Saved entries

Start of Block

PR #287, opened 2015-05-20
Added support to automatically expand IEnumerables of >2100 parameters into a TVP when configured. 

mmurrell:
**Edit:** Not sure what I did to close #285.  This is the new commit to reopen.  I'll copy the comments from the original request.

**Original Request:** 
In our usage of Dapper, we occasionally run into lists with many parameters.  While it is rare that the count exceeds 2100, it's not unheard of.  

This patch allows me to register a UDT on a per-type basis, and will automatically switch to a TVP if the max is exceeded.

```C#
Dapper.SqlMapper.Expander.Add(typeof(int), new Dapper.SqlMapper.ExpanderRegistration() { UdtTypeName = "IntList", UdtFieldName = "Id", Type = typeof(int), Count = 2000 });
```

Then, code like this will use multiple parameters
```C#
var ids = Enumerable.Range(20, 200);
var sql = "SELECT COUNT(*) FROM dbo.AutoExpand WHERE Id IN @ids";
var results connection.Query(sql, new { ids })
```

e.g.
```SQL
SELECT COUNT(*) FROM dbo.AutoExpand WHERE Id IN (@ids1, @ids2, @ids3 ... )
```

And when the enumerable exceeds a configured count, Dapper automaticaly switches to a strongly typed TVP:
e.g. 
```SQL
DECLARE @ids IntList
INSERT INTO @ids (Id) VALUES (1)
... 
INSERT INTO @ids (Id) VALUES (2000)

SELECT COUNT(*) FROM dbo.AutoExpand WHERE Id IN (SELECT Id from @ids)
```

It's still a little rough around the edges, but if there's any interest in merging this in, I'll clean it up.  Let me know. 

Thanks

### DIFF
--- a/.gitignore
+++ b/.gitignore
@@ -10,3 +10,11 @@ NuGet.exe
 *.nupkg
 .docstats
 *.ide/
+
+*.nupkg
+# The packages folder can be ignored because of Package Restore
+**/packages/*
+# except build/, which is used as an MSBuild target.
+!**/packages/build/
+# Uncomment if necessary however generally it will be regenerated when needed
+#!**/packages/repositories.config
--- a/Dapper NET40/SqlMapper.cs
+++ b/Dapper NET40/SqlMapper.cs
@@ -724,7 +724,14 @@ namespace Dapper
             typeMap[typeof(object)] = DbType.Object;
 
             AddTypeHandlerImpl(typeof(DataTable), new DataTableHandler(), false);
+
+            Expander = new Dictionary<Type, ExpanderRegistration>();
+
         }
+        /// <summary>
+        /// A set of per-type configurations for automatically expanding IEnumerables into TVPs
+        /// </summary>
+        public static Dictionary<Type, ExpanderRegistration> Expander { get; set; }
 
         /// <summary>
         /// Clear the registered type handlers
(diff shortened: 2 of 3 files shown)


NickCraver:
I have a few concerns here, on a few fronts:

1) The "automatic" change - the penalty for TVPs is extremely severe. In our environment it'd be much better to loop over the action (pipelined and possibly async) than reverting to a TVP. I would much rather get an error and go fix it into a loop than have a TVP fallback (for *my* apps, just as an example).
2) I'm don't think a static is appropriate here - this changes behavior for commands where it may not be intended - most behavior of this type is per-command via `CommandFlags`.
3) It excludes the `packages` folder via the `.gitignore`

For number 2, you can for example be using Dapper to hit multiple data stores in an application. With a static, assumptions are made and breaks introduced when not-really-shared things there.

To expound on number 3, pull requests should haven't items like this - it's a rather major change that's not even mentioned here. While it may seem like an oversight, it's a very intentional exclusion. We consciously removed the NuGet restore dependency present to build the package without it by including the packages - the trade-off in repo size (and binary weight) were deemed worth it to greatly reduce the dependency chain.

End of Block

» **Work required**
Write out every entry verbatim.

» **Exercise response**
PR #287, opened 2015-05-20
Added support to automatically expand IEnumerables of >2100 parameters into a TVP when configured. 

mmurrell:
**Edit:** Not sure what I did to close #285.  This is the new commit to reopen.  I'll copy the comments from the original request.

**Original Request:** 
In our usage of Dapper, we occasionally run into lists with many parameters.  While it is rare that the count exceeds 2100, it's not unheard of.  

This patch allows me to register a UDT on a per-type basis, and will automatically switch to a TVP if the max is exceeded.

```C#
Dapper.SqlMapper.Expander.Add(typeof(int), new Dapper.SqlMapper.ExpanderRegistration() { UdtTypeName = "IntList", UdtFieldName = "Id", Type = typeof(int), Count = 2000 });
```

Then, code like this will use multiple parameters
```C#
var ids = Enumerable.Range(20, 200);
var sql = "SELECT COUNT(*) FROM dbo.AutoExpand WHERE Id IN @ids";
var results connection.Query(sql, new { ids })
```

e.g.
```SQL
SELECT COUNT(*) FROM dbo.AutoExpand WHERE Id IN (@ids1, @ids2, @ids3 ... )
```

And when the enumerable exceeds a configured count, Dapper automaticaly switches to a strongly typed TVP:
e.g. 
```SQL
DECLARE @ids IntList
INSERT INTO @ids (Id) VALUES (1)
... 
INSERT INTO @ids (Id) VALUES (2000)

SELECT COUNT(*) FROM dbo.AutoExpand WHERE Id IN (SELECT Id from @ids)
```

It's still a little rough around the edges, but if there's any interest in merging this in, I'll clean it up.  Let me know. 

Thanks

### DIFF
--- a/.gitignore
+++ b/.gitignore
@@ -10,3 +10,11 @@ NuGet.exe
 *.nupkg
 .docstats
 *.ide/
+
+*.nupkg
+# The packages folder can be ignored because of Package Restore
+**/packages/*
+# except build/, which is used as an MSBuild target.
+!**/packages/build/
+# Uncomment if necessary however generally it will be regenerated when needed
+#!**/packages/repositories.config
--- a/Dapper NET40/SqlMapper.cs
+++ b/Dapper NET40/SqlMapper.cs
@@ -724,7 +724,14 @@ namespace Dapper
             typeMap[typeof(object)] = DbType.Object;
 
             AddTypeHandlerImpl(typeof(DataTable), new DataTableHandler(), false);
+
+            Expander = new Dictionary<Type, ExpanderRegistration>();
+
         }
+        /// <summary>
+        /// A set of per-type configurations for automatically expanding IEnumerables into TVPs
+        /// </summary>
+        public static Dictionary<Type, ExpanderRegistration> Expander { get; set; }
 
         /// <summary>
         /// Clear the registered type handlers
(diff shortened: 2 of 3 files shown)


NickCraver:
I have a few concerns here, on a few fronts:

1) The "automatic" change - the penalty for TVPs is extremely severe. In our environment it'd be much better to loop over the action (pipelined and possibly async) than reverting to a TVP. I would much rather get an error and go fix it into a loop than have a TVP fallback (for *my* apps, just as an example).
2) I'm don't think a static is appropriate here - this changes behavior for commands where it may not be intended - most behavior of this type is per-command via `CommandFlags`.
3) It excludes the `packages` folder via the `.gitignore`

For number 2, you can for example be using Dapper to hit multiple data stores in an application. With a static, assumptions are made and breaks introduced when not-really-shared things there.

To expound on number 3, pull requests should haven't items like this - it's a rather major change that's not even mentioned here. While it may seem like an oversight, it's a very intentional exclusion. We consciously removed the NuGet restore dependency present to build the package without it by including the packages - the trade-off in repo size (and binary weight) were deemed worth it to greatly reduce the dependency chain.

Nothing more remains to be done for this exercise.